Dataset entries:
PR #2567, opened 2022-01-05
Add support for ghc 9.0.2

### LINKED ISSUE #2541: Please, support GHC 9.0.2

jneira:
* It misses the nix config
* We have to check the gitlab build
* Closes #2541 

<a href="https://gitpod.io/#https://github.com/haskell/haskell-language-server/pull/2567"></a>


.github/workflows/hackage.yml
```diff
@@ -111,7 +112,7 @@ jobs:
           echo "allow-newer: Chart-diagrams:diagrams-core, SVGFonts:diagrams-core," >> cabal.project
 
       - name: "Add temporary needed allow-newer for ghc-9.0"
```
michaelpj, line 114: Just while I'm here: for this and the above step, don't we already have modified `cabal.project` files for exactly this kind of thing?

.github/workflows/test.yml
```diff
@@ -144,7 +147,7 @@ jobs:
 
         run: cabal test wrapper-test --test-options="$TEST_OPTS --rerun-log-file .tasty-rerun-log-wrapper" || cabal test wrapper-test --test-options="$TEST_OPTS  --rerun-log-file .tasty-rerun-log-wrapper" || cabal test wrapper-test --test-options="$TEST_OPTS  --rerun-log-file .tasty-rerun-log-wrapper"
 
-      - if: matrix.test && matrix.ghc != '9.0.1'
+      - if: matrix.test && matrix.ghc != '9.0.1' && matrix.ghc != '9.0.2'
         name: Test hls-brittany-plugin
         run: cabal test hls-brittany-plugin --test-options="$TEST_OPTS" || cabal test hls-brittany-plugin --test-options="$TEST_OPTS" || LSP_TEST_LOG_COLOR=0 LSP_TEST_LOG_MESSAGES=true LSP_TEST_LOG_STDERR=true cabal test hls-brittany-plugin --test-options="$TEST_OPTS"
```
michaelpj, line 152: Can we define a `cabal test` command that abstracts this stuff out. Ouch...

.github/workflows/test.yml
```diff
@@ -144,7 +147,7 @@ jobs:
 
         run: cabal test wrapper-test --test-options="$TEST_OPTS --rerun-log-file .tasty-rerun-log-wrapper" || cabal test wrapper-test --test-options="$TEST_OPTS  --rerun-log-file .tasty-rerun-log-wrapper" || cabal test wrapper-test --test-options="$TEST_OPTS  --rerun-log-file .tasty-rerun-log-wrapper"
 
-      - if: matrix.test && matrix.ghc != '9.0.1'
+      - if: matrix.test && matrix.ghc != '9.0.1' && matrix.ghc != '9.0.2'
```
michaelpj, line 150: I wonder what would happen if we did this unconditionally but set the test suite to not be buildable on GHC 9 :thinking: might error, might just succeed...

.github/workflows/hackage.yml
jneira: well, it is a long story:
* we have to avoid any cabal.project tweaks (`allow-newer`, `source-repository-packages`) as hackage doesnt see them and without them the hackage build fails
* we want to make the packages tests and benchmarks work in hackage
* cabal solver needs all packages (including tests and benchmarks as we want enable them in general) be "solvable" although you dont build them effectively (like brittany for ghc-9.0.1)

* so we have to replicate the minimum possible of cabal.project tweaks in a controlled way to make the build work

But maybe there is another way to do it, o revise the initial premises

.github/workflows/test.yml
jneira: maybe with a shell routine? or you are thinking in other possiblesolution?

.github/workflows/test.yml
jneira: hmm i think it is good to build it even if the tests are gonna fail, or it will rot even with compile errors.
We are building all the test suites (with `tests: true`) and cabal doesnt have `runnable: fase` 😉

fendor:
There is no release of hie-bios with support for GHC 9.0.2 yet. Going to make one now.

.github/workflows/hackage.yml
michaelpj: Right, but this is for GHC 9, right? Where we *do* have `cabal.project` tweaks. Basically, I don't see how adding them here can be any better than adding them in `cabal-ghc9.project` or whatever?

.github/workflows/test.yml
michaelpj: Oh hm, we would actually need a function here. I was thinking you could do something like
```
echo "CABAL_TEST=cabal test ..." >> $GITHUB_ENV
```
but I don't know if you can do something like that for bash functions :thinking:

michaelpj: Ugly version would be to commit a small script that does that.

.github/workflows/test.yml
michaelpj: Yeah, fair.

jneira: An alternative is mark them as ignored or broken for that hls version using tasty modifiers, but we are not using them that way for now

.github/workflows/hackage.yml
jneira: Hmm, not sure if i am understanding, those tweaks are already in cabal-ghc901.project but we dont want to use the entire file, only the things needed by the solver which we know will not make the hackage build fail.
For example we are not building brittany for ghc-9, neither in the project nor in hackage so it is safe to add the `allow-newer`'s of brittany to make happy the solver cause the hackage build for ghc-9 of brittany is disabled by flags. 

Another alternative could be comment out the not buildable packages (like we do temporary, see for example the actual `cabal-ghc921.project`) but it would make more complex the actual `echo "packages: . ../../* ../../plugins/*" > cabal.project`

michaelpj: Ah I see, I think I just didn't understand the point either. Let me think about it a bit, and anyway it's irrelevant to this PR :)

wz1000:
We don't need a whole new `cabal.project` for GHC 9.0.2. The one for 9.0.1 will suffice with a few small tweaks.

pepeiborra:
Is there any way to avoid introducing a `cabal-ghc902.project` file? I see two reasonable options:
- Keep it, and delete `cabal-ghc901.project`
- Rename `cabal-ghc901.project` to `cabal-ghc9.project` and make it work for both

thomasjm:
Thanks for putting this together! FWIW I tried to build it with `stack build --stack-yaml stack-9.0.2.yaml` and it doesn't build. 

I had to add `unix` to `extra-deps`, and then it hit errors building `ghc-parser-ex`, `hie-bios`, `ormolu`, and `fourmolu`. Also a GHC panic building `primitive-unlifted`.

jneira:
> Thanks for putting this together! FWIW I tried to build it with `stack build --stack-yaml stack-9.0.2.yaml` and it doesn't build.
> 
> I had to add `unix` to `extra-deps`, and then it hit errors building `ghc-parser-ex`, `hie-bios`, `ormolu`, and `fourmolu`. Also a GHC panic building `primitive-unlifted`. [Logs](https://pastebin.com/nzu9y0nh)

thank for trying, circleci is asking unix too, will try to fix it asap

jneira:
> Is there any way to avoid introducing a `cabal-ghc902.project` file? I see two reasonable options:
> 
>     * Keep it, and delete `cabal-ghc901.project`
> 
>     * Rename `cabal-ghc901.project` to `cabal-ghc9.project` and make it work for both

i am for renaming to `cabal-ghc9.project`, there is a little chance of make the 9.0.1 build fail or fail in hackage due to 9.0.2 specific tweaks but i suppose is small enough to worht the deduplication

jneira:
after adding unix ci reached the error commented by @thomasjm for primitive-unlifted:

```
primitive-unlifted                > [ 7 of 18] Compiling Data.Primitive.Unlifted.MVar.Primops
primitive-unlifted                > ghc: panic! (the 'impossible' happened)
primitive-unlifted                >   (GHC version 9.0.2:
primitive-unlifted                > 	findSlot
primitive-unlifted                >   Can't find slot
primitive-unlifted                >   [PtrUnliftedSlot]
primitive-unlifted                >   [PtrLiftedSlot]
primitive-unlifted                >   Call stack:
primitive-unlifted                >       CallStack (from HasCallStack):
primitive-unlifted                >         callStackDoc, called at compiler/GHC/Utils/Outputable.hs:1230:37 in ghc:GHC.Utils.Outputable
primitive-unlifted                >         pprPanic, called at compiler/GHC/Types/RepType.hs:217:9 in ghc:GHC.Types.RepType
primitive-unlifted                > 
primitive-unlifted                > Please report this as a GHC bug:  https://www.haskell.org/ghc/reportabug
```

jneira:
> after adding unix ci reached the error commented by @thomasjm for primitive-unlifted:
> 

issue in the ghc issue tracker: https://gitlab.haskell.org/ghc/ghc/-/issues/20908 :worried:

wz1000:
The solution is to use primitive-unlifted < 1.0

`primitive-unflifted-1.0` does some shady things which aren't semantically valid.

jneira:
> The solution is to use primitive-unlifted < 1.0
> 

thanks for the suggestion, it is not a direct dependency of hls so i guess it will be hard to make the hackage build works although we can force that version using cabal.prokect/stack.yaml

wz1000:
See https://github.com/metrix-ai/primitive-extras/issues/6

jneira:
Ok we hit the hie-bios error with cabal:

```
 src/HIE/Bios/Ghc/Gap.hs:260:7: error:
Error:     • Couldn't match expected type ‘IncludeSpecs’
                  with actual type ‘[String] -> IncludeSpecs’
    • Probable cause: ‘IncludeSpecs’ is applied to too few arguments
      In the ‘includePaths’ field of a record
      In the expression:
        df
          {includePaths = IncludeSpecs
                            (map f $ G.includePathsQuote (includePaths df))
                            (map f $ G.includePathsGlobal (includePaths df))}
      In an equation for ‘mapOverIncludePaths’:
          mapOverIncludePaths f df
            = df
                {includePaths = IncludeSpecs
                                  (map f $ G.includePathsQuote (includePaths df))
                                  (map f $ G.includePathsGlobal (includePaths df))}
    |
260 |       G.IncludeSpecs
    |       ^^^^^^^^^^^^^^...
```
so we have to upgrade hie-bios

In stack we got another error, already pointed out by @thomasjm :

```
ghc-lib-parser-ex                 > /tmp/stack-bcedea5ffccdf320/ghc-lib-parser-ex-9.0.0.6/src/Language/Haskell/GhclibParserEx/GHC/Settings/Config.hs:18:1: error:
ghc-lib-parser-ex                 >     Could not load module ‘GHC.Platform’
ghc-lib-parser-ex                 >     It is a member of the hidden package ‘ghc-boot-9.0.2’.
ghc-lib-parser-ex                 >     Perhaps you need to add ‘ghc-boot’ to the build-depends in your .cabal file.
ghc-lib-parser-ex                 >     Use -v (or `:set -v` in ghci) to see a list of the files searched for.
ghc-lib-parser-ex                 >    |
ghc-lib-parser-ex                 > 18 | import GHC.Platform
ghc-lib-parser-ex                 >    | ^^^^^^^^^^^^^^^^^^^
```

wz1000:
Can we also drop stack-9.0.1.yaml? GHC 9.0.1 is not a version anyone should be using.

jneira:
> Can we also drop stack-9.0.1.yaml? GHC 9.0.1 is not a version anyone should be using.

well, we are planning remove all (but one or two) together and i would prefer to keep them consistent until that, having one stack.yaml for each supported ghc (we have also have stack-8.10.6.yaml). 
As noted previously it is needed to make work the install script and the 9.0.2 is still recent so users have to upgrade their instalaltions

jneira:
ghc-lib-parser-ex fails for stack with:

```
ghc-lib-parser-ex                 > /tmp/stack-83379216794bc4a2/ghc-lib-parser-ex-9.0.0.6/src/Language/Haskell/GhclibParserEx/GHC/Settings/Config.hs:18:1: error:
ghc-lib-parser-ex                 >     Could not load module ‘GHC.Platform’
ghc-lib-parser-ex                 >     It is a member of the hidden package ‘ghc-boot-9.0.2’.
ghc-lib-parser-ex                 >     Perhaps you need to add ‘ghc-boot’ to the build-depends in your .cabal file.
ghc-lib-parser-ex                 >     Use -v (or `:set -v` in ghci) to see a list of the files searched for.
ghc-lib-parser-ex                 >    |
ghc-lib-parser-ex                 > 18 | import GHC.Platform
ghc-lib-parser-ex                 >    | ^^^^^^^^^^^^^^^^^^^
....
--  While building package ghc-lib-parser-ex-9.0.0.6 (scroll up to its section to see the error) using:
      /root/.stack/setup-exe-cache/x86_64-linux/Cabal-simple_mPHDZzAJ_3.4.1.0_ghc-9.0.2 --builddir=.stack-work/dist/x86_64-linux/Cabal-3.4.1.0 build --ghc-options " -fdiagnostics-color=always"
    Process exited with code: ExitFailure 1
```

but cabal is building succesfully ghc-lib-parser-ex-9.0.0.5

michaelpj:
> but cabal is building succesfully ghc-lib-parser-ex-9.0.0.5

That seems surprising since it's deprecated on hackage and the base bounds are set to be unsatisfiable :thinking:

jneira:
> > but cabal is building succesfully ghc-lib-parser-ex-9.0.0.5
> 
> That seems surprising since it's deprecated on hackage and the base bounds are set to be unsatisfiable thinking

you may be right, i dont find the build where i thought i've seen it

michaelpj:
I think you need to add `allow-newer: ghc-typelits-natnormalise:ghc-bignum` to `ghcide/test/data/plugin-knownnat/cabal.project`.

jneira:
> I think you need to add `allow-newer: ghc-typelits-natnormalise:ghc-bignum` to `ghcide/test/data/plugin-knownnat/cabal.project`.

yeah, thanks for the suggestion, i wonder if we could change it to not have similar problems in the future

.github/workflows/build.yml
```diff
@@ -54,12 +55,18 @@ jobs:
           echo -e 'package blaze-textual\n    flags: +integer-simple' >> cabal.project.local
         fi
 
-    - name: (GHC 9.0) Use modified cabal.project for GHC 9.0
-      if: ${{ matrix.ghc == '9.0.1' }}
-      run: cp cabal-ghc901.project cabal.project
-    - name: Use modified cabal.project for ghc9.2
-      if: ${{ matrix.ghc == '9.2.1' }}
-      run: cp cabal-ghc921.project cabal.project
+    - name: Use modified cabal.project
```
michaelpj, line 58: Wait, shouldn't this just be using the setup-build workflow from above?

cabal-ghc90.project
```diff
@@ -27,8 +27,6 @@ packages:
          ./plugins/hls-call-hierarchy-plugin
          ./plugins/hls-alternate-number-format-plugin
 
-with-compiler: ghc-9.0.1
```
michaelpj, line 30: I'm assuming this didn't matter? We won't have another GHC in scope or anything? (I don't think we will, but just checking)

.github/workflows/build.yml
jneira: yeah, it should but we were not using caching here, not sure why. I had that as TODO in my mind :-P

cabal-ghc90.project
jneira: the line only saved you `-w ghc-9.0.1`. Now the file should work for both ghc 9.0.1 and 9.0.2 and that line would make 9.0.2 in PATH (like we do in ci) be ignored

.github/workflows/build.yml
jneira: my idea is check if caching should be effectively avoided and separate the actual action in two, extracting the cache part, in the other case

Anton-Latukha: Yes. Neither of us initially planne to refactor `build`. `build` seems like particularly rarely used & important workflow & I left it to the more experienced people. Consolidating & solidifying the work between `caching`, `test`, `bench` already was enough task & scope. We always can share the work done into `build`, but at the start that approach was ineffective (consolidating between 4 targets at once may be exponentially harder task).

.github/workflows/hackage.yml
Anton-Latukha: Just a *nota bene*: the https://github.com/haskell/haskell-language-server/pull/2567/files#r779448472 is indeed a complex reason & seems like a case for a code comment/doc "why it was needed here".

.github/workflows/hackage.yml
```diff
@@ -103,22 +104,15 @@ jobs:
...
         run: |
           # TODO: remove when not needed
           cd $(ls -d ./incoming/${{ matrix.package }}-*)
           # For brittany
-          echo " brittany:base, brittany:ghc, brittany:ghc-boot-th, butcher:base, multistate:base, data-tree-print:base," >> cabal.project
-          # For floskell and stylish-haskell
-          echo " floskell:base, floskell:ghc-prim, stylish-haskell:Cabal,stylish-haskell:ghc-lib-parser," >> cabal.project
+          echo " butcher:base, multistate:base, data-tree-print:base," >> cabal.project
+          # For stylish-haskell
+          echo " stylish-haskell:Cabal,stylish-haskell:ghc-lib-parser,stylish-haskell:aeson" >> cabal.project
```
Anton-Latukha, line 115: Seems like the same reasoning from https://github.com/haskell/haskell-language-server/pull/2567/files#r779448472 to be documented

Seems like the sum of: https://github.com/haskell/haskell-language-server/pull/2567/files#r779448472 & https://github.com/haskell/haskell-language-server/pull/2567/files#r779120031 is enough to form a rough understanding.

But also `hackage` & `build` are a "deep cut" stuff for core maintainers, but even in that case doc may be beneficial to keep in the file.

.github/workflows/test.yml
Anton-Latukha: There is nothing ugly in the ugly shell script in the `.workflow` directory.

I would post an argument that supplying a function through `env` or through `.bashrc` would be dirtier.

Also, the GHC is in a build environment, so it can be `ghci` script also.

It would be:
```shell
#!/usr/bin/env sh

BUILD_TARGET_NAME=$1

TEST_OPTIONS=$2

cabal test "$BUILD_TARGET_NAME" --test-options="$TEST_OPTIONS" || cabal test "$BUILD_TARGET_NAME" --test-options="$TEST_OPTIONS" || LSP_TEST_LOG_COLOR=0 LSP_TEST_LOG_MESSAGES=true LSP_TEST_LOG_STDERR=true cabal test "$BUILD_TARGET_NAME" --test-options="$TEST_OPTIONS"
```

```shell
[pyro@rogue haskell-language-server]$ bash -x ./draft.sh hls-brittany-plugin TOPT
+ BUILD_TARGET_NAME=hls-brittany-plugin
+ TEST_OPTIONS=TOPT
+ cabal test hls-brittany-plugin --test-options=TOPT
Resolving dependencies...
```

But I think this PR is already to big. Just an idea to refactor after merge.

Anton-Latukha: Reported in https://github.com/haskell/haskell-language-server/issues/2586

.github/workflows/hackage.yml
Anton-Latukha: Reported in https://github.com/haskell/haskell-language-server/issues/2586

.github/workflows/build.yml
Anton-Latukha: Reported in https://github.com/haskell/haskell-language-server/issues/2586

Anton-Latukha:
This `+0.0.1` update is a doozy. It is already big enough, the comments we made that are not related to the agenda - gathered into #2586.

.github/workflows/caching.yml
```diff
@@ -45,7 +45,7 @@ on:
     - cron: "25 2/8 * * *"
 
 env:
-  cabalBuild: "v2-build all --keep-going"
```
Anton-Latukha, line 48: *nota bene*, commit message explains this, this indeed needed to be removed currently, to simplify things to workaround hard `cabal` tooling/package description design difficulties.

.github/workflows/caching.yml
```diff
@@ -45,7 +45,7 @@ on:
...
+  cabalBuild: "v2-build --keep-going"
 
 jobs:
```
Anton-Latukha, line 50: *nota bene* commit message explains this, this indeed needed to be removed currently, to simplify things to workaround hard `cabal` tooling/package description design difficulties.

jneira: agree, will add the commit msg in the file

jneira:
As expected the caching workflow was succesful: https://github.com/jneira/haskell-language-server/runs/4804786986?check_suite_focus=true

jneira:
@michaelpj @Anton-Latukha I ve changed the caching workflow to build bench deps adding some comments (and in other workflow filed) hope it makes thing a little bit clearer

Anton-Latukha (approved):
I was Ok with previous (pre `9.2.1` changes merge), & I am Ok with the recently mentioned `caching` changes.

jneira:
The new caching workflow has been succesful here: https://github.com/jneira/haskell-language-server/actions/runs/1704688585

.github/workflows/build.yml
```diff
@@ -20,8 +20,9 @@ jobs:
       matrix:
         ghc:
           [ "9.2.1"
+          , "9.0.2"
           , "9.0.1"
-          , "8.10.7"
+          , '8.10.7'
```
jneira, line 25: Unnecessary change
```suggestion
          , "8.10.7"
```

michaelpj (approved):

PR #2202, opened 2021-09-16
WIP: GHC-9.0 support for hls-tactics-plugin

anka-213:
It compiles and most tests succeed, but some fail. In particular, the ones where it should suggest `show` fails to find that as a possible solution and fails to find evidence for `Show a`.

<a href="https://gitpod.io/#https://github.com/haskell/haskell-language-server/pull/2202"></a>

PR #2581, opened 2022-01-12
GHC-9.0 support for hls-tactics-plugin

isovector:
This is a fork of @anka-213's #2202 that makes all the tactics tests pass! :tada: 

The only issue is what to do about 9.2 support, which is broken by the compatibility layer here.

<a href="https://gitpod.io/#https://github.com/haskell/haskell-language-server/pull/2581"></a>


isovector:
OK, I think everything is good to go --- but having some issues getting Compat.Core to properly export TcType. Would someone more familiar with this scary module mind lending a hand?

pepeiborra (approved):
Awesome, thanks @isovector

test/functional/FunctionalCodeAction.hs
```diff
@@ -353,6 +355,12 @@ unusedTermTests = testGroup "unused term code actions" [
               $ Just CodeActionQuickFix `notElem` kinds
     ]
 
+expectFailIfGhc92 :: String -> TestTree -> TestTree
+expectFailIfGhc92 reason =
```
jneira, line 359: please, use the existing `knownBrokenForGhcVersions` like
https://github.com/haskell/haskell-language-server/blob/5714207bfe44b13b02726334f9caf883249e68a9/plugins/hls-hlint-plugin/test/Main.hs#L347

jneira: from https://github.com/haskell/haskell-language-server/blob/master/hls-test-utils/src/Test/Hls/Util.hs#L32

**Problem description**: Which lines of the entries above contain the string "unsatisfiable"? Copy each one.

**Written response**:
That seems surprising since it's deprecated on hackage and the base bounds are set to be unsatisfiable :thinking:
> That seems surprising since it's deprecated on hackage and the base bounds are set to be unsatisfiable thinking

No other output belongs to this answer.